The Mini-Circuits stuff is great. It’s also expensive. I use a ZX-10-2-20+ splitter to drive two SDRs from one antenna-amplifier chain. They’re good for 200 to 2000 MHz. I have a few of them. New, they’re $30 each. (the 4-port beastie mentioned above is around $100 new). eBay is a good source for used Mini Circuits gear.
You might find some splitter/combiners at larger home improvement centers, as well as places that deal with satellite gear. You shouldn’t be paying more than $10 for a 2 port splitter/combiner. Be sure it will work for ADS-B – I’d look for gear that says it will work to at least 2000 MHz (2 GHz).
Please post links and ask questions – we’re full of opinions around here!
Not sure, it might. You can find out, though, by using rtl-power to do spectrum sweeps with and without the splitter in the circuit (terminate the unused port, either with a proper 50 Ohm terminator, or connected to another SDR to provide the termination.
I think it’s a good idea to do a spectrum sweep using your chosen antenna and feedline to give you an idea of what you’re up against in the RF environment.

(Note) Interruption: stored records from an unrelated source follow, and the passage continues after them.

Issue #111, opened 2025-08-13
[Feature] Support MCP integration


xintongsong:
### Search before asking

- [x] I searched in the [issues](https://github.com/apache/flink-agents/issues) and found nothing similar.

### Description

Support leveraging tools and prompts from mcp servers.

### Are you willing to submit a PR?

- [ ] I'm willing to submit a PR!

yanand0909:
Hi @lihaosky @xintongsong, I can work on this issue

PR #168, opened 2025-09-15
[api][python] Add built-in mcp support

wenjin272:
Linked issue: #111 

### Purpose of change

Add built-in mcp support in Python

### Tests

No, will add ut test later.

### API

Yes, add `MCPPrompt`, `MCPTool` and `MCPServer`

### Documentation

No

### DIFF
--- a/python/flink_agents/api/resource.py
+++ b/python/flink_agents/api/resource.py
@@ -35,7 +35,7 @@ class ResourceType(Enum):
     EMBEDDING_MODEL_CONNECTION = "embedding_model_connection"
     PROMPT = "prompt"
     # VECTOR_STORE = "vector_store"
-    # MCP_SERVER = "mcp_server"
+    MCP_SERVER = "mcp_server"
 
 
 class Resource(BaseModel, ABC):
--- a/python/flink_agents/api/agent.py
+++ b/python/flink_agents/api/agent.py
@@ -29,6 +29,7 @@ from flink_agents.api.embedding_models.embedding_model import (
 from flink_agents.api.events.event import Event
 from flink_agents.api.prompts.prompt import Prompt
 from flink_agents.api.resource import ResourceType
+from flink_agents.api.tools.mcp import MCPServer
 
 
 class Agent(ABC):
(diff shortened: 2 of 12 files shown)


python/flink_agents/api/prompts/prompt.py
```diff
@@ -15,39 +15,57 @@
...
         """Get the resource type."""
         return ResourceType.PROMPT
 
+
+class LocalPrompt(Prompt):
+    """Prompt for a language model.
+
+    Attributes:
+    ----------
+    template : Union[Sequence[ChatMessage], str]
```
alnzng, line 63: nit: change to new syntax `Sequence[ChatMessage] | str`

.github/workflows/ci.yml
```diff
@@ -98,7 +98,7 @@ jobs:
       fail-fast: false
       matrix:
         os: [ 'macos-latest', 'ubuntu-latest' ]
-        python-version: [ '3.9', '3.10', '3.11' ]
+        python-version: [ '3.10', '3.11' ]
```
alnzng, line 101: Thank you for disabling Python `3.9`, this will help unblock my PR!

python/flink_agents/api/resource.py
```diff
@@ -35,7 +35,7 @@ class ResourceType(Enum):
     EMBEDDING_MODEL_CONNECTION = "embedding_model_connection"
     PROMPT = "prompt"
     # VECTOR_STORE = "vector_store"
-    # MCP_SERVER = "mcp_server"
+    MCP_SERVER = "mcp_server"
```
alnzng, line 38: Should we add this in `ResourceType.java`?

xintongsong: Not necessarily. Because we do not support mcp server integration in java yet, and we also don't have cross-language resource usage. So at this moment, users won't have change to use mcp server in java anyway.

xintongsong (approved):
LGTM. I'll merge this after the latest comments from Alan are addressed.

python/flink_agents/api/resource.py
wenjin272: Yes, we should add this in ResourceType.java. Thanks for the reminder.

@xintongsong , the reason we should add is when deserialize the AgentPlan json created from python in java side. It will reconstruct the resource type from string value
https://github.com/apache/flink-agents/blob/1e2098c88d7085e0d74072c684b141d3c0230330/plan/src/main/java/org/apache/flink/agents/plan/serializer/ResourceProviderJsonDeserializer.java#L104

But may be we must add comments in `ResourceType.java`, the MCPServer is only supported in python.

I agree on benchmarking with rtl-power, but on what platform? Is this utility something that I should install onto a Windows Notebook and plug the dongle into to do the testing? Or, can it be run from the Raspberry Pi?
I’d look at the spectrum from 400 MHz to 1300 MHz – that should cover broadcast television and some other commercial stuff. Compare sweeps with and without the splitter in line.
OK, it does seem to be installed even on the PiAware SD card image from FA that I am using. I did a ‘sudo rtl_power -?’ and was presented with a help file showing the command line options. I think I’ll mount a flash drive for it to write its output file and give it a try.
I’ll let you know how it goes.
Thank you, Tom.
P.S.
I presume that I must stop dump1090 from running while I perform the rtl-power tests? As my 1st attempt failed due to ‘usb_claim_interface error -6’.
OK, after killing dump1090 I did a 10 min. scan. Now I have a .CSV file, how do I make sense of the data? I tried to follow the heatmap.py method, but am lost. Is there a MSWindows tool to analyse the .CSV file?
OK, so I’m now testing two systems on the same antenna. One is running the FlightAware SD PiAware image and the other is running the PiAware addon to a Dump1090-Mutability install.
I plan on letting them run for a week to compare results. Preliminary stats are favouring the Dump1090-Mutability install. But after the initial week long test I’ll swap the dongles and/or splitter outputs to see if they affect the comparison.
Do not forget that introducing the splitter, the reception will be poorer than just with the one dongle. You will spoil the noise figure of the each dongle by the same number in dB that you loose in the splitter. Roughly for the same value the S/N will degrade comparing to the single dongle.
The spec sheet, see link below, on the splitter lists a 3db loss through the splitter and my testing with rtl_power proved this was the case. However there was no loss of coverage or reduction in positions reported from several weeks of testing before and after the splitter was added to the circuit. I contribute this to the filter affect of the splitter on frequencies below 800 MHz. Here’s my set-up…
I am researching and probably will add a filter between the antenna and amp at some point in the near future, to further reduce interference from cellular signals in the 900 MHz range near-by my location.
OK, after a week of testing the two system through the splitter on the same antenna, here are my observations.
Dump1090-Mutability produces consistently 3% more position reports over the FA PiAware SD image. In my specific case this translates into about 1500 more position reports per day.
I’ve now swapped dongles and splitter ports between the two system to ensure that any difference between those hasn’t slued the results.